(Items listed in a dataset)

PR #897, opened 2021-04-15
Allow overriding `gcc` with the `CC` env var in `const_generator.rb` and `struct_generator.rb`

leshik:
Right now one can override `gcc` for `types_generator.rb`, but not `const_generator.rb` and `struct_generator.rb`. This PR fixes this.

Related: https://github.com/typhoeus/ethon/issues/186

### DIFF
--- a/lib/ffi/tools/const_generator.rb
+++ b/lib/ffi/tools/const_generator.rb
@@ -124,7 +124,8 @@ module FFI
         f.puts "\n\treturn 0;\n}"
         f.flush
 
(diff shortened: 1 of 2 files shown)


larskanis:
There could be more compiler independence in this part of the code, probably.

It also makes the compiler a runtime dependency of the gem, which most ffi based gems don't have otherwise. That's why these classes are rarely used. On the other hand ffi.gem needs a compiler anyway in most cases.

leshik:
> On the other hand ffi.gem needs a compiler anyway in most cases.

@larskanis Right, but it's usually a good idea to separate build & runtime. E.g. in my case, `gcc` is used on `bundle install` stage to build things like `nokogiri` and `ffi`, but it's missing at runtime. Now I added `tcc` to runtime as it adds only 100kb overhead to the Docker image.

Baltazardoung:
Can you tell us when a new version (`v1.15.1` ?) including this patch will be released ? Thanks a lot.

PR #912, opened 2021-08-12
Correct module lookup when including ffi-module

danielevans:
The inclusion of @ioquatix's `ffi-module` gem to a project causes errors loading other ffi gems (such as `rbnacl`) due to the definition of `FFI::Module` which makes `.kind_of?(Module)` equivalent to `.kind_of?(FFI::Module)`.

This change simply changes that lookup to ensure that it is checking against the top-level Module constant.

### DIFF
--- a/lib/ffi/library.rb
+++ b/lib/ffi/library.rb
@@ -84,7 +84,7 @@ module FFI
     # @raise {RuntimeError} if +mod+ is not a Module
     # Test if extended object is a Module. If not, raise RuntimeError.
     def self.extended(mod)
-      raise RuntimeError.new("must only be extended by module") unless mod.kind_of?(Module)
+      raise RuntimeError.new("must only be extended by module") unless mod.kind_of?(::Module)
     end
 
 


ioquatix:
Hmm, I wonder if I should rename the gem. I didn't realise this issue at the time.

eregon:
The change is fine (make the check a bit more robust) but IMHO the much bigger issue is to define a class or module named `Module` which isn't the `::Module` of Ruby core.
So +1000 to rename `FFI::Module` to something else.

ioquatix:
```
FFI::SomethingElse
```

But seriously, I agree, this was kind of an oversight on my part.

That being said, I've encountered this issue in other places.

Sometimes Ruby constant lookup causes pain if someone introduces a new module into an existing one.

larskanis:
Do we need a new release due to this issue?

danielevans:
There is no rush to release the fix from my perspective, the issue is easily worked around and this gem is not widely depended upon.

Goal of the exercise
Pick out, from the lines above, every one that contains the string "more".

Exercise output
There could be more compiler independence in this part of the code, probably.
The change is fine (make the check a bit more robust) but IMHO the much bigger issue is to define a class or module named `Module` which isn't the `::Module` of Ruby core.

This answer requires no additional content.